PR #670, opened 2019-03-22
brushable histogram brush selection responds to state updates

### LINKED ISSUE #627: Reset does not clear histogram selection brush

bkmartinjr:
Fixes #627 

The brushable histogram selection "brush" was not integrated with redux state, and would therefore not correctly clear on an undo or reset.

This change includes:
* add a `continousSelection` reducer and state to hold the brushable histogram state
* HistogramBrush component now responds to state changes by removing or moving its brush

### DIFF
--- a/client/src/components/brushableHistogram/index.js
+++ b/client/src/components/brushableHistogram/index.js
@@ -106,7 +106,11 @@ class HistogramBrush extends React.Component {
         const selection = d3.brushSelection(brushXselection.node());
         if (!range && selection) {
           brushXselection.call(brushX.move, null);
-        } else if (range) {
+        } else if (range && !selection) {
+          const x0 = x(range[0]);
+          const x1 = x(range[1]);
+          brushXselection.call(brushX.move, [x0, x1]);
+        } else if (range && selection) {
           const moveDeltaThreshold = 1;
           const x0 = x(range[0]);
           const x1 = x(range[1]);
--- a/client/src/components/brushableHistogram/index.js
+++ b/client/src/components/brushableHistogram/index.js
@@ -94,6 +94,10 @@ class HistogramBrush extends React.Component {
       this.renderAxesBrushBins(x, y, bins, numValues, svgRef, field);
     }
 
+    /*
+    if the selection has changed, ensure that the brush correctly reflects
+    the underlying selection.
+    */
     if (continuousSelection !== prevProps.continuousSelection) {
       const { isObs, isUserDefined, isDiffExp } = this.props;
       const myName = makeContinuousDimensionName(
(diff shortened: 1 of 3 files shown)


client/src/reducers/continuousSelection.js
```diff
@@ -0,0 +1,25 @@
...
+    }
+    case "continuous metadata histogram start":
+    case "continuous metadata histogram brush":
+    case "continuous metadata histogram end": {
+      const name = makeContinuousDimensionName(
+        action.continuousNamespace,
+        action.selection
+      );
+      const continuousSelection = { ...state };
+      continuousSelection[name] = action.range;
```
csweaver: You could use computed property names `computed key` to keep the state return statement in the usual fashion:
```
const continuousSelection = { ...state, [name]: action.range };
```

client/src/reducers/index.js
```diff
@@ -63,6 +64,7 @@ const Reducer = undoable(
     ["universe", universe],
     ["world", world],
     ["categoricalSelection", categoricalSelection],
+    ["continuousSelection", continuousSelection],
```
csweaver: This data structure seems like it could be simplified since the strings and variables are always the same.

client/src/components/brushableHistogram/index.js
```diff
@@ -86,19 +87,51 @@ class HistogramBrush extends React.Component {
...
+      const { isObs, isUserDefined, isDiffExp } = this.props;
+      const myName = makeContinuousDimensionName(
+        { isObs, isUserDefined, isDiffExp },
+        field
+      );
+      const range = continuousSelection[myName];
+      const { brushXselection, brushX } = this.state;
+      if (brushXselection) {
+        const selection = d3.brushSelection(brushXselection.node());
+        if (!range && selection) {
```
csweaver: Suggest commenting the conditions. What are the scenarios that each get called? I'm having trouble figuring that out.

client/src/reducers/continuousSelection.js
bkmartinjr: will fix

client/src/reducers/index.js
bkmartinjr: could you suggest something concrete?   I don't think we can assume that the functions and fields have the same name, but they often will, and I'm open to improving this.  I just couldn't come up with a concrete idea!

client/src/components/brushableHistogram/index.js
bkmartinjr: comments added - please review.

csweaver: much better 👍

client/src/reducers/index.js
csweaver: I'm thinking on it. This should block the merge.

PR #680, opened 2019-03-29
add scripts from cli

### LINKED ISSUE #678: Add option to add script files in template
CLI option to include external script files in index_template.html. Possible use case is a user adding google analytics, etc. Needs to work with docker build.

csweaver:
Fixes #678 

Able to add scripts to the html from launch CLI with --scripts flag. This means it will be accessible from the CLI and from docker since docker runs the `cellxgene` CLI.

I reformatted the html file in the process. I could make that a separate PR, but I think it looks nicer now 😁

### DIFF
--- a/server/cli/launch.py
+++ b/server/cli/launch.py
@@ -123,6 +123,8 @@ def launch(
 The --scripts flag is intended for developers to include google analytics etc. You could be opening yourself to a
 security risk by including the --scripts flag. Make sure you trust the scripts that you are including.
         """)
+        scripts_pretty = ", ".join(scripts)
+        click.confirm(f"Are you sure you want to inject these scripts: {scripts_pretty}?", abort=True)
 
     if not verbose:
         sys.tracebacklimit = 0
--- a/server/cli/launch.py
+++ b/server/cli/launch.py
@@ -73,20 +73,20 @@ from server.app.util.utils import custom_format_warning
     show_default=True,
 )
 def launch(
-    data,
-    layout,
-    diffexp,
-    title,
-    verbose,
-    debug,
-    obs_names,
-    var_names,
-    open_browser,
-    port,
-    host,
-    max_category_items,
-    diffexp_lfc_cutoff,
-    scripts,
+        data,
+        layout,
+        diffexp,
+        title,
+        verbose,
+        debug,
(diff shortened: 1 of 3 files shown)


csweaver:
Added security warning message

server/cli/launch.py
```diff
@@ -113,6 +113,17 @@ def launch(
...
+    if scripts:
+        click.echo("""
+/ / /\ \ \__ _ _ __ _ __ (_)_ __   __ _
+\ \/  \/ / _` | '__| '_ \| | '_ \ / _` |
+ \  /\  / (_| | |  | | | | | | | | (_| |
+  \/  \/ \__,_|_|  |_| |_|_|_| |_|\__, |
+                                  |___/
+The --scripts flag is intended for developers to include google analytics etc. You could be opening yourself to a
+security risk by including the --scripts flag. Make sure you trust the scripts that you are including.
+        """)
```
ttung: I would further make people type in a confirmation that they understand this message before spawning the browser.

bkmartinjr: We have users who want to deploy in a docker-deployed environment, ie, scripted startup where they have control over the deployment script.   I like Tony's suggestion, but we need to ensure that the confirmation can be scripting (eg, pipe `yes` to it, or whatever).    Alternative to "|yes": provide a `--I-attest-that-really-mean-to-inject-scripts` CLI param that still prints the warning, but dispenses with the interactive prompt.    @ttung - thoughts?

csweaver: I should be able to add this such that `| yes` works.

ttung: Either way is fine.  The browser being fired up is sufficient, I believe, for bad stuff to run, so I do think the confirmation is important, at least for the first time.

csweaver: Added confirm.

`yes | cellxgene launch --scripts foo --scripts bar example-dataset/pbmc3k.h5ad` bypasses the confirm as expected.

########

_Try it_: Among the lines above, the ones holding the word "risk" must be counted; only that count is to be given.

_Problem solution_: 2